*** Opening of INFORMATION SUPPLIED ***
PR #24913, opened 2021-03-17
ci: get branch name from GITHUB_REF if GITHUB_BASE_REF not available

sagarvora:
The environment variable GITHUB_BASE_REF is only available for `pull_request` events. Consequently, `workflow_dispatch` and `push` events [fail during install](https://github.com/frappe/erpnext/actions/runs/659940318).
*** Close of INFORMATION SUPPLIED ***
*** Opening of INFORMATION SUPPLIED ***
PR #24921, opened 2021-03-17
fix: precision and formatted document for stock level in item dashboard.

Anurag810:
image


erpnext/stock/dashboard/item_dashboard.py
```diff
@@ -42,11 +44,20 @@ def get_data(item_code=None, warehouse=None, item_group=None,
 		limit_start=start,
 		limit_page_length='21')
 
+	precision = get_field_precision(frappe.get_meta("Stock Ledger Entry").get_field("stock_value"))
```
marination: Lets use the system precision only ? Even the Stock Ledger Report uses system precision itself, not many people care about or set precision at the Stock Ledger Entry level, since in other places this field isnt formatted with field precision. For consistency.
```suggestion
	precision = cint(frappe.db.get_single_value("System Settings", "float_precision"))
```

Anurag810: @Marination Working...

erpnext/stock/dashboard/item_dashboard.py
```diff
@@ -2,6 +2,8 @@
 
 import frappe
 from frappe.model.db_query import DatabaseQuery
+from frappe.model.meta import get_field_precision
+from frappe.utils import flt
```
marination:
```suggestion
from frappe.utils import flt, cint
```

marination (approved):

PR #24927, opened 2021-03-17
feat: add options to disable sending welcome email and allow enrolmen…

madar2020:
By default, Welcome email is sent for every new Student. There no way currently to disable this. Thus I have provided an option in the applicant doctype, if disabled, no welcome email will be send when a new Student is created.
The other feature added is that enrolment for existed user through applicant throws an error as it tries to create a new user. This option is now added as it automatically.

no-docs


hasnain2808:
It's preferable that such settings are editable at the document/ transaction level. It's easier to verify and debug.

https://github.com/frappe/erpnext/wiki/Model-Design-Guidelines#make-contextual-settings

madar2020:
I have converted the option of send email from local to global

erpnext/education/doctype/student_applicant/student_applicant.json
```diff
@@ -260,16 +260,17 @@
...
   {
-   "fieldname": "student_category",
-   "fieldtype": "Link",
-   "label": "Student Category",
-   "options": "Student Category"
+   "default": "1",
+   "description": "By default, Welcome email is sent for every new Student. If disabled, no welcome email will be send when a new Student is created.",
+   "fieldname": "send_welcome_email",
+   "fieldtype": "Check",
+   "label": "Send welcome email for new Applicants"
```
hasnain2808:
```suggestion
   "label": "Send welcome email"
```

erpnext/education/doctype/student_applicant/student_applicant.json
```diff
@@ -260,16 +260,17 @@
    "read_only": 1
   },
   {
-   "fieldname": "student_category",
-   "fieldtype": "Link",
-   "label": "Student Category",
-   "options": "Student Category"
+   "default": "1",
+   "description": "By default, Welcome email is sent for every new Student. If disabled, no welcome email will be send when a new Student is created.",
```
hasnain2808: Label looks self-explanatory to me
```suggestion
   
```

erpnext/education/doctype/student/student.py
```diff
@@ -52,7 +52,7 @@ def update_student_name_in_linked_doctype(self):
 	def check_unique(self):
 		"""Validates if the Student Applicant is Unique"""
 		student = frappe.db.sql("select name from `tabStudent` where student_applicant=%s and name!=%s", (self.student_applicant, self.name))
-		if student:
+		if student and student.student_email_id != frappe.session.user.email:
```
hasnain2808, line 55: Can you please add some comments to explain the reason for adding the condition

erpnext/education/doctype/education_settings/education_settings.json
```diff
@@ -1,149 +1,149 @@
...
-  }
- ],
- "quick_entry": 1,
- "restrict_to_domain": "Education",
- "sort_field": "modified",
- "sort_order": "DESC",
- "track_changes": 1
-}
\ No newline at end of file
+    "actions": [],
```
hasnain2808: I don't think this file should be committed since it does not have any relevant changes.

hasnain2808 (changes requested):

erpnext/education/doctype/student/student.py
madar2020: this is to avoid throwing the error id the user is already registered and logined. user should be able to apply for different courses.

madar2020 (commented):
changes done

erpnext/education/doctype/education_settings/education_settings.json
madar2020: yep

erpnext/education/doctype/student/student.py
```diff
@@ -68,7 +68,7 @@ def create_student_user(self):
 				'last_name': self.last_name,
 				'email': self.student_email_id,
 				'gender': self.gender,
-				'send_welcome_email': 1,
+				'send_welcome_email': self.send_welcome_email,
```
*** Close of INFORMATION SUPPLIED ***
*** Opening of INFORMATION SUPPLIED ***
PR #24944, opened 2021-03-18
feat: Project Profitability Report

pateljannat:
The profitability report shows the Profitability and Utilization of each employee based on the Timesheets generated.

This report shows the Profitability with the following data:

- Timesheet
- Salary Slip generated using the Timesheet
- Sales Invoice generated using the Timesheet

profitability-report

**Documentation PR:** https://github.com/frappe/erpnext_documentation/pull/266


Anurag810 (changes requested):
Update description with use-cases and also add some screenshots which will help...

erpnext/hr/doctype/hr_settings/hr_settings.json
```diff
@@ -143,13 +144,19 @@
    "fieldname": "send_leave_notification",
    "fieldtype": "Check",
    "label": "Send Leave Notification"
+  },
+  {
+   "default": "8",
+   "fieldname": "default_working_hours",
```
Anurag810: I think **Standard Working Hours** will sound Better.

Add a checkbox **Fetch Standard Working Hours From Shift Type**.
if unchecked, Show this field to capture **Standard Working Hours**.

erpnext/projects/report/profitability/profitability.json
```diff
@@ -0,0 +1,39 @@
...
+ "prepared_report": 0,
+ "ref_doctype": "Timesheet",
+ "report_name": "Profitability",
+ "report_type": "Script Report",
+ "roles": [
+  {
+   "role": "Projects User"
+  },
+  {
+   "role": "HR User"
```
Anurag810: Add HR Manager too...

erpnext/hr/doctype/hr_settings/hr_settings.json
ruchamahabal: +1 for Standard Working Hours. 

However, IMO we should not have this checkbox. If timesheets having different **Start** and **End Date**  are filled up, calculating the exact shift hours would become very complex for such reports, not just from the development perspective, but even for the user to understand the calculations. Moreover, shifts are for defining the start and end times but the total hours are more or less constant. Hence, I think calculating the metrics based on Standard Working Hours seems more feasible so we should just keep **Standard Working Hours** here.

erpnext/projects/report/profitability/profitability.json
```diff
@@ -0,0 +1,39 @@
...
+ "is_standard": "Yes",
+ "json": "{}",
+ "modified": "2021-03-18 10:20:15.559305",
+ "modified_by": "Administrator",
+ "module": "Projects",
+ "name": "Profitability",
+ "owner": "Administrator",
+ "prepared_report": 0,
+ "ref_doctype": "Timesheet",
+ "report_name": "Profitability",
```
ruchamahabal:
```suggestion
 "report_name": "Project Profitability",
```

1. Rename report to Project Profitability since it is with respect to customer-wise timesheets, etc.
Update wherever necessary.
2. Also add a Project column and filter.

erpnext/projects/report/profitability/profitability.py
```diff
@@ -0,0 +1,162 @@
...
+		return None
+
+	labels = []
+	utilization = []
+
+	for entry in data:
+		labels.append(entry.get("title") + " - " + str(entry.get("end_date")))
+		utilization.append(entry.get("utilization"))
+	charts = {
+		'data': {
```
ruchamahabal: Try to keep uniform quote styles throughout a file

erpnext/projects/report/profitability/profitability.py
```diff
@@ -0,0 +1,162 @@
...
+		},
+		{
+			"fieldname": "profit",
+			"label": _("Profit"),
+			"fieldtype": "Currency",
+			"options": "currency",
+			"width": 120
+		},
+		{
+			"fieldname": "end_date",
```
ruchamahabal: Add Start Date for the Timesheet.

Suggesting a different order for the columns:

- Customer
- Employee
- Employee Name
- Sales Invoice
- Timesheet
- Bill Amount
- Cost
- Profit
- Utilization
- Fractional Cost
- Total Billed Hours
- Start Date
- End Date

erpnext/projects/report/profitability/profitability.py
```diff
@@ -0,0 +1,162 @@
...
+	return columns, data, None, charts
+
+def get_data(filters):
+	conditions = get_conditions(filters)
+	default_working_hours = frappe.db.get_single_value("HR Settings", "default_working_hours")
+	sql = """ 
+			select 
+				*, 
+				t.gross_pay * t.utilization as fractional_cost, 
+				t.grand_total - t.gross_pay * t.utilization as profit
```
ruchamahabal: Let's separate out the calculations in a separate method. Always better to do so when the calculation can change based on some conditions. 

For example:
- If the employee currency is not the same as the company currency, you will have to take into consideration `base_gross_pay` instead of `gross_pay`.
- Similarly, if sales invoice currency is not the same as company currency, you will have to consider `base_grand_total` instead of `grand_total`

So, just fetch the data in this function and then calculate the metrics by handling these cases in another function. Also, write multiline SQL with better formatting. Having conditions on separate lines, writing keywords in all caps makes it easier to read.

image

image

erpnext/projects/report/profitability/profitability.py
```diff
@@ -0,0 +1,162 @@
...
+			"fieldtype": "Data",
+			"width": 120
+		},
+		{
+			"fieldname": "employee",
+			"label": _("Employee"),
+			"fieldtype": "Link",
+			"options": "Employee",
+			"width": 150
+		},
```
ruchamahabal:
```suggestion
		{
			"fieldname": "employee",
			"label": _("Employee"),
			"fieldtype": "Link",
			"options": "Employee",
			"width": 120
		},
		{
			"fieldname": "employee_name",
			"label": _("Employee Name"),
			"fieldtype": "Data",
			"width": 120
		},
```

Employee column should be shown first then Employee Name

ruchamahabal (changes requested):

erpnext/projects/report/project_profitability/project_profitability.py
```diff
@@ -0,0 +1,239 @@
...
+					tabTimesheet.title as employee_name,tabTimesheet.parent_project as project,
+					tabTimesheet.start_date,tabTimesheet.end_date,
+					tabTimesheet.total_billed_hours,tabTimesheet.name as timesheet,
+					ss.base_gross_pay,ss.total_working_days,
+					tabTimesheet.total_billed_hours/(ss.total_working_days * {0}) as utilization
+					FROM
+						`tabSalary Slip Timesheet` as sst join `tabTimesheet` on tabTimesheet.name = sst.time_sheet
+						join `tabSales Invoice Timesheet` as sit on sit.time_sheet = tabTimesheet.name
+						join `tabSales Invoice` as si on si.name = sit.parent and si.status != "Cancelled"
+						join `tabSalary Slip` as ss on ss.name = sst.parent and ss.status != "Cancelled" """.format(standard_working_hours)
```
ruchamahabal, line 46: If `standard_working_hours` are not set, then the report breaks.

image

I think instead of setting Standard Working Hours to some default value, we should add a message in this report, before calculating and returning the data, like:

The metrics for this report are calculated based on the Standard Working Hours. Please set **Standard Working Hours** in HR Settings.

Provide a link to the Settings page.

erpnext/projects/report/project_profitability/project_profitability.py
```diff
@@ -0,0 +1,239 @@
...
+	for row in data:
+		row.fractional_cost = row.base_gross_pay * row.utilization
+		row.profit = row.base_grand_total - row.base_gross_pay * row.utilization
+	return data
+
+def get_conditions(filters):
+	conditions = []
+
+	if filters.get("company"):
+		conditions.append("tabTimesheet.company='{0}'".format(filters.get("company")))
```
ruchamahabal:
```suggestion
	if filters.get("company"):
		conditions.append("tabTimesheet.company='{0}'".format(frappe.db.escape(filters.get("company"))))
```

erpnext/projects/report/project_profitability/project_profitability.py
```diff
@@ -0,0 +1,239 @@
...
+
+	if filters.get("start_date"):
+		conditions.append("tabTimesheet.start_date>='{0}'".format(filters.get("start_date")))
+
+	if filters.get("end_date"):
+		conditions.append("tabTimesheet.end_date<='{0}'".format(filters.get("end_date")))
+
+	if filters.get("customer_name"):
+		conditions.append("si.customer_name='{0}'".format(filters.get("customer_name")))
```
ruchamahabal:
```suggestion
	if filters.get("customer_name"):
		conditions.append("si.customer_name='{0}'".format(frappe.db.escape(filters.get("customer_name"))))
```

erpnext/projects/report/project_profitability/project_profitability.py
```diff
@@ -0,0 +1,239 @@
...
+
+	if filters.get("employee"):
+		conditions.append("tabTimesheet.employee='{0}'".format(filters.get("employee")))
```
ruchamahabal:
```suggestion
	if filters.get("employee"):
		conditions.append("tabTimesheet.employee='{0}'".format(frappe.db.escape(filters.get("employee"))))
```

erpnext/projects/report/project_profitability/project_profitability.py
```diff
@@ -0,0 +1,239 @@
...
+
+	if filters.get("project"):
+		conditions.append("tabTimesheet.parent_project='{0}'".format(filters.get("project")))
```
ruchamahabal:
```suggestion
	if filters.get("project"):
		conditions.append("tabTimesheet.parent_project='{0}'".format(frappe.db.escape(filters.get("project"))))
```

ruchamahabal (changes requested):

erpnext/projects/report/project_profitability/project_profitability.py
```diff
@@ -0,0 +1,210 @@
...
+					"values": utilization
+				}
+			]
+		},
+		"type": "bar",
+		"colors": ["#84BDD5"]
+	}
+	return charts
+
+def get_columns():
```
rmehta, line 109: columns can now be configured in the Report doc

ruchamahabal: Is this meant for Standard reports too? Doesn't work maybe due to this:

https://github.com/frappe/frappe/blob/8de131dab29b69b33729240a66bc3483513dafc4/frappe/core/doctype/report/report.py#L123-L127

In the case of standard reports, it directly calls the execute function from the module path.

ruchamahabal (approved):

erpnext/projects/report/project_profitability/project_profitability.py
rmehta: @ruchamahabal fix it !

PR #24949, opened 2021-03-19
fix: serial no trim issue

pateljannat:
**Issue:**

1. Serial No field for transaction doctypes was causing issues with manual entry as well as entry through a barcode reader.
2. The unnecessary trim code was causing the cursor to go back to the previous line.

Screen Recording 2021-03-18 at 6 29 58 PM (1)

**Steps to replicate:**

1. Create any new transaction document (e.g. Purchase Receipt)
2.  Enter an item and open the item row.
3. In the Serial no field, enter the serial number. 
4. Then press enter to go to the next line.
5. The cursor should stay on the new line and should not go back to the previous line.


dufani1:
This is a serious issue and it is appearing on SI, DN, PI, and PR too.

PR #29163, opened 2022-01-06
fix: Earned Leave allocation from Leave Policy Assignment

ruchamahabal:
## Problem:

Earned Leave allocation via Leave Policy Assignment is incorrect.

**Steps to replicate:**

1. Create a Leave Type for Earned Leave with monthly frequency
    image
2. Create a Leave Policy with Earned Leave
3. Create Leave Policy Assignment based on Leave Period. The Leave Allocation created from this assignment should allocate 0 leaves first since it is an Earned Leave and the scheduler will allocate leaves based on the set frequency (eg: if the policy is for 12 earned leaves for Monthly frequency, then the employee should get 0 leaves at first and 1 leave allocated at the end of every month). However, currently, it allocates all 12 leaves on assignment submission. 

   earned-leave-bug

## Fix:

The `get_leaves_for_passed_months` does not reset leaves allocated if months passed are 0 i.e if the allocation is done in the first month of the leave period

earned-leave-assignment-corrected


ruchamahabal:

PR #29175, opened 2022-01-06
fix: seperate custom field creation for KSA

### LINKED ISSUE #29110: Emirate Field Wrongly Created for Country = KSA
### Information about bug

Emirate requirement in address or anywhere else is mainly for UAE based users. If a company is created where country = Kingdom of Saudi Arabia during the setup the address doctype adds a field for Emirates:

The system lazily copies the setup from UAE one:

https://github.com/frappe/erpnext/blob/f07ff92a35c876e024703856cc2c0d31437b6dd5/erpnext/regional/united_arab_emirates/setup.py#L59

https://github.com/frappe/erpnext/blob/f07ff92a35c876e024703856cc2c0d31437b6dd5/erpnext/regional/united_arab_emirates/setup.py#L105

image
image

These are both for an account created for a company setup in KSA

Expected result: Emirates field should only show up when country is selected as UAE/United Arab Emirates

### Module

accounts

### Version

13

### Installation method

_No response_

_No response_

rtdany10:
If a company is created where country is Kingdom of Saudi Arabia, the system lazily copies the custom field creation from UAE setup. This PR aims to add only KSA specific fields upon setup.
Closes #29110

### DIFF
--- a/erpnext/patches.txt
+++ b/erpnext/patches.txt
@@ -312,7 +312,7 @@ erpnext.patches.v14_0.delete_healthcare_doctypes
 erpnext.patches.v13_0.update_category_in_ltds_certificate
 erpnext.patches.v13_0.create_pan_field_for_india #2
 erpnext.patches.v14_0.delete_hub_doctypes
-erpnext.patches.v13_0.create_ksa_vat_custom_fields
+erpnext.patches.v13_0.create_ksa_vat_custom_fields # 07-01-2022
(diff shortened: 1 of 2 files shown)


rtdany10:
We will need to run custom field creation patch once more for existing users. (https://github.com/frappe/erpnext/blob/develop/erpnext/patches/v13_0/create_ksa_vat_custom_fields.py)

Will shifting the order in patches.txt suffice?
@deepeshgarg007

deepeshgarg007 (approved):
*** Close of INFORMATION SUPPLIED ***
**TASK PROMPT:** Every line from the line containing "PR #24913, opened 2021-03-17" through the line containing "The environment variable" in the records above must be retyped exactly. Leave out the rest.

**OUTPUT OF THE TASK:**
PR #24913, opened 2021-03-17
ci: get branch name from GITHUB_REF if GITHUB_BASE_REF not available

sagarvora:
The environment variable GITHUB_BASE_REF is only available for `pull_request` events. Consequently, `workflow_dispatch` and `push` events [fail during install](https://github.com/frappe/erpnext/actions/runs/659940318).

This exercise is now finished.